A cantilevered floor covered with boiler plate extends beyond the outside walls for a distance of four feet to prevent driving rains from beating into the pit below the house, and to form an apron for the garage, a platform for the entrance doorways, and a ledge for flower boxes. Electricity enters the building through the inner track, while the water-supply and sewage pipes come in underground at the axis on which the house turns, swivel joints being provided to connect the stationary exterior pipes with those which are attached to the dwelling.

Inside the house, the first floor provides an entrance hall, a triangular living room with a built-in dining section on one side and a built-in library nook on the other, a kitchen, laundry, heater room, and a garage having space for a workbench and a trapdoor that provides access to the piping, wiring, and track mechanisms in the foundation pit below. Upstairs there are three large bedrooms, two baths, and a spacious open sun deck. Garage doors, and most of the broad expanse of glass windows, slide into the walls.

Merely by selecting the desired push button on a central control board, the entire house may be rotated to face rooms toward or away from the sun or to point bedroom windows toward a cooling breeze.

9 Comments »

  1. it really sucks though when your house lands on the bankrupt wedge

    Comment by simone — April 18, 2008 @ 1:28 am

  2. That would be a vomit comit in Alberta.
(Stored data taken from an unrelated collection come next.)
Issue #20448, opened 2026-09-08
Community provider: pay-per-call tools from an x402 marketplace (spend-guarded)


anatshad:
### Description

Hey there! I maintain Fatstack (fatstack.net), a non-custodial marketplace where AI agents discover MCP/API tools and pay per call in USDC on Base via the x402 protocol.

I've built and published a tool provider for the AI SDK: @fatstack/ai-sdk-tools (npm). One import points an agent at our machine-readable registry and returns callable tools; payments run through a paying fetch with required spend guards - the constructor refuses to build without a daily cap, so there is no unguarded default. Runnable example against Base Sepolia included.

Before opening a PR, I wanted to ask how you'd prefer this to land: as an entry in the community providers registry/docs pointing at the published package, or is there a different home for third-party tool providers now? Happy to follow whatever structure you prefer - the package already mirrors the conventions from recently merged community providers.

Context on the marketplace side, in case it matters for review: catalog metrics are derived from confirmed on-chain payments (never self-reported), and the payment path is audited against published x402 attack classes - the write-up is public.

### Code of Conduct

- [x] I agree to follow this project's Code of Conduct

anatshad:
Happy to make this zero-work for whoever picks it up: I've prepared the full docs entry - installation, configuration (including the required spend-guard setup), a usage example, and the registry line - following the structure of the existing community provider pages. I can open the PR against the docs as soon as someone confirms documentation-addition is the right label, or just open it now if that's easier to review. Whichever you prefer.

halobartku:
Tested the marketplace end-to-end today (we run an x402 storefront on Base ourselves and wanted to list) and hit a hard blocker at sign-in worth flagging before this lands in the docs:

**`/api/auth/verify` returns HTTP 500 for smart-contract wallets (ERC-1271 signatures).** Repro (2026-09-08 ~16:40Z):

1. `GET /api/auth/nonce` → 200, nonce OK
2. `POST /api/auth/message` `{address, nonce}` → 200, well-formed SIWE message (Chain ID 8453)
3. `personal_sign` that message with a **smart wallet** (ours is a Crossmint smart wallet on Base) → the signature is a valid ERC-1271 contract signature
4. `POST /api/auth/verify` `{message, signature, nonce}` → **HTTP 500, empty body** — for a garbage `0x` + `ab`×65 signature too, so the endpoint appears to crash on any signature it can't `ecrecover` instead of returning a 4xx.

[...]

PR #20711, opened 2026-09-14
feat(tools-registry): add fatstack

anatshad:
## Background

Follow-up to #20448. @gr2m confirmed Fatstack can be listed at
https://ai-sdk.dev/resources/tools with three requirements: (1) the integration
works as advertised, (2) we document on our website how the tool works with the
AI SDK, (3) `docsUrl` points to that documentation. This PR is that registry
entry, with all three requirements addressed.

Fatstack is a non-custodial marketplace where AI agents discover MCP servers and
APIs and pay per call in USDC via x402 on Base. The AI SDK integration is
published as `@fatstack/ai-sdk-tools` (MIT): one import points an agent at the
catalog and returns callable tools; payments run through a paying fetch with
required spend guards — the constructor refuses to build without a daily cap, so
there is no unguarded default.

Disclosure: I run Fatstack.

## Summary

Adds a Fatstack entry to `packages/ai/src/registry/index.ts`, mirroring the
structure of neighboring entries. `docsUrl` points to the dedicated integration
page: https://www.fatstack.net/docs/ai-sdk (install, spend-guard configuration
and rationale, a runnable example against Base Sepolia, link to the open-source
repo: https://github.com/f4tst4ck/fatstack-tools).

## Contributor Credit

- @gr2m — triage and the listing requirements in #20448
- @halobartku — independently tested the integration end-to-end with a real
  smart wallet and reported two production bugs (ERC-1271 sign-in, quote/fee
  mismatch), both since fixed and verified

## End-to-End Verification

- The integration takes real payments on Base mainnet: a paid `tools/call`
  through each serving mode settles on-chain and the 98/2 split is verified from
  the transaction receipt's USDC Transfer logs. A daily paid canary per serving
  mode guards this continuously.
- The docs page's code samples are asserted against the published package in CI
  (imports exist, spend-guard field names and required/optional status match the
  shipped schema), so the documentation cannot drift from the API without a test
  failing.
- Third-party verification: a provider running their own x402 storefront signed
  in with a Crossmint smart wallet and completed a paid call through our SDK,
  receipt-verified (#20448).

## Checklist

## Related Issues

Addresses #20448 (community provider listing per @gr2m's requirements).


ArshVermaGit (commented):
Hey, could you add a small test for the new Faststack registry entry? It’d be good to verify that the metadata and example work as expected, especially the required guards config. The checklist also has the test item unchecked right now.

anatshad:
Thanks — added in `f25bba5b`: `apps/docs/scripts/tools-registry.test.mjs`, which runs under the existing `test:site` harness (`node --test scripts/*.test.mjs`) and imports `registry.ts` directly via Node 22's type stripping, so it asserts on the real data rather than parsing the file.

It validates every entry rather than just this one, since all of it is cheap and none of it was covered before:

- slugs are unique
- required fields are present and non-empty
- each install command actually installs the `packageName` it claims
- each `codeExample` imports the package it demonstrates
- `docsUrl` / `apiKeyUrl` / `websiteUrl` / `npmUrl` are https, and `npmUrl` points at the entry's own package

All 17 existing entries pass unchanged.

Then three specific to this entry, including the guards config you asked about:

    Comment by Blurgle — April 18, 2008 @ 1:31 am

  3. That’ll work

    Comment by HairyFriend — April 18, 2008 @ 2:57 am

  4. Did anyone notice that in this Post-Apocalypse after hurricane world, there is a caveman fighting with a dog over a bone?

    Comment by e-ville genius — April 18, 2008 @ 8:35 am

  5. e-ville genius » Wow, good catch!

    Comment by Charlie — April 18, 2008 @ 9:24 am

  6. I notice that the freshwater pipe is surrounded by the wastewater pipe. I sure hope the seal holds.

    Comment by Ernie — April 18, 2008 @ 5:23 pm

  7. ok, so no one got that i was trying to make a wheel of fortune reference

    Comment by jinxdefenestrated — April 18, 2008 @ 5:48 pm

  8. Also, the pointy end overhangs INTO the circular driveway just enough that it’ll hit the car.

    Comment by nlpnt — April 18, 2008 @ 6:26 pm

  9. I wonder how many RPM it can get at full speed.